I worked on the model for some time and managed to narrow it down to the following code:
class MahalanobisOneclassClassifier():
def __init__(self, X_train, threshold):
self.X_train = X_train
self.threshold = threshold
print('Critical value is: ', self.threshold)
def predict_proba(self, X_test):
mahalanobis_dist = X_test
return mahalanobis_dist
def predict(self, X_test):
# To convert the data into numpy format:
dist = self.predict_proba(X_test)
dist = dist.transpose()
dist = dist.to_numpy()
# To implement the prediction of the MD model:
predict_lst = [int(dist_val >= self.threshold) for dist_val in dist[0]]
return predict_lst
However, to be able to include the points in the cases below the threshold (other than case 0) to be like False negatives, you should have like the true class output in order to compare the prediction with the true. This is further explained in the following code:
true_y_class_test = [0, 0, 0, 0, 1, 1, 1, 1, 1, 1, 1, 1, 1, 1, 1, 1, 1, 1, 1, 1]

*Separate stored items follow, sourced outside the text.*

PR #34819, opened 2024-08-06
python testing: Per node endpoint fixes

cecille:
- change name of decorator to hopefully be more obvious what it does
- change to force the use of a specific endpoint so that this is easier to use in the TH

Test: Running against CI, also see TestDecorators for new tests of override


src/python_testing/matter_testing_support.py
```diff
@@ -1859,15 +1859,21 @@ def has_feature(cluster: ClusterObjects.ClusterObjectDescriptor, feature: IntFla
 
 
 async def get_accepted_endpoints_for_test(self: MatterBaseTest, accept_function: EndpointCheckFunction) -> list[uint]:
-    """ Helper function for the per_endpoint_test decorator.
+    """ Helper function for the run_for_each_matching_endpoint decorator.
 
         Returns a list of endpoints on which the test should be run given the accept_function for the test.
     """
     wildcard = await self.default_controller.Read(self.dut_node_id, [()])
```
tcarmelveilleux, line 1866: Would reading only the descriptor on each endpoint suffice? Would be a much faster read.

src/python_testing/matter_testing_support.py
```diff
@@ -1859,15 +1859,21 @@ def has_feature(cluster: ClusterObjects.ClusterObjectDescriptor, feature: IntFla
...
-    return [e for e in wildcard.attributes.keys() if accept_function(wildcard, e)]
+    matching = [e for e in wildcard.attributes.keys() if accept_function(wildcard, e)]
+    forced_endpoint = self.user_params.get('force_endpoint', None)
```
tcarmelveilleux, line 1868: Suggest logging when a forced endpoint is used.

src/python_testing/TC_LVL_2_3.py
```diff
@@ -81,7 +81,7 @@ def steps_TC_LVL_2_3(self) -> list[TestStep]:
                          "The third entry in reportedRemainingTimeValuesList is equal to 0")
                 ]
 
-    @per_endpoint_test(has_cluster(Clusters.LevelControl))
+    @run_for_each_matching_endpoint(has_cluster(Clusters.LevelControl))
```
tcarmelveilleux, line 84: This should have docs about how `--int-arg forced_endpoint:N` is how you run on only one endpoint at a time for testing.

src/python_testing/matter_testing_support.py
cecille: yeah, probably would be faster. Thanks. Will change that.

cecille: oh, no, wait, it needs to be able to determine the feature map and attribute list for each cluster as well. So I need the full wildcard.

cecille: Maybe descriptor and globals would do though

cecille: I'm going to land this change separately as a follow up PR since it requires a change to the Read function that I'd like to ensure gets proper feedback.

src/python_testing/matter_testing_support.py
cecille: added.

src/python_testing/TC_LVL_2_3.py
cecille: Added to the assertion message.

yufengwangca (approved):

tcarmelveilleux (approved):

src/python_testing/matter_testing_support.py
```diff
@@ -1896,31 +1881,69 @@ def has_feature(cluster: ClusterObjects.ClusterObjectDescriptor, feature: IntFla
...
+            finally:
+                self.matter_test_config.endpoint = old_endpoint
+        return matching_runner
+    return run_on_singleton_matching_endpoint_internal
 
 
-def per_endpoint_test(accept_function: EndpointCheckFunction):
-    """ Test decorator for a test that needs to be run once per endpoint that meets the accept_function criteria.
+def run_if_endpoint_matches(accept_function: EndpointCheckFunction):
+    """ Test decorator for a test that needs to be run only if the endpoint that meets the accept_function criteria.
```
bzbarsky-apple, line 1944:
```suggestion
    """ Test decorator for a test that needs to be run only if the endpoint meets the accept_function criteria.
```

bzbarsky-apple (approved):
I did not review TestDecorators.py carefully, and might have missed subtleties in the core guts in matter_testing_support.py...

fabiowmm (approved):
LGTM.

PR #34879, opened 2024-08-08
Restructured folders in chip-energy-management-app - no code change

jamesharrow:
In order to make way for WaterHeater as an example, the existing examples/energy-management-app/common was too cluttered.

This PR simply moves files into subfolders and updates the build and CMakefiles.txt so it is still compatible.


lpbeliveau-silabs:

clf = MahalanobisOneclassClassifier(dataframe_train, threshold)
mahalanobis_dist = clf.predict_proba(dataframe_test)
pred_mahalanobis_dist_class = clf.predict(dataframe_test)
print(mahalanobis_dist)
print(pred_mahalanobis_dist_class)
# Pred and Truth
test_acc = accuracy_score(true_y_class_test, pred_mahalanobis_dist_class) * 100
print('The test set accuracy is %4.2f%%' % test_acc)
# Obtaining the report of the model:
print('Report of MSD: ')
print(classification_report(y_true=true_y_class_test, y_pred=pred_mahalanobis_dist_class))
targets = ['0', '1']
cnf_matrix = confusion_matrix(y_true=true_y_class_test, y_pred=pred_mahalanobis_dist_class)
print('Confusion Matrix of MSD: ')
print(cnf_matrix)
It is important to note that the list of the true class label is dependent on your case study.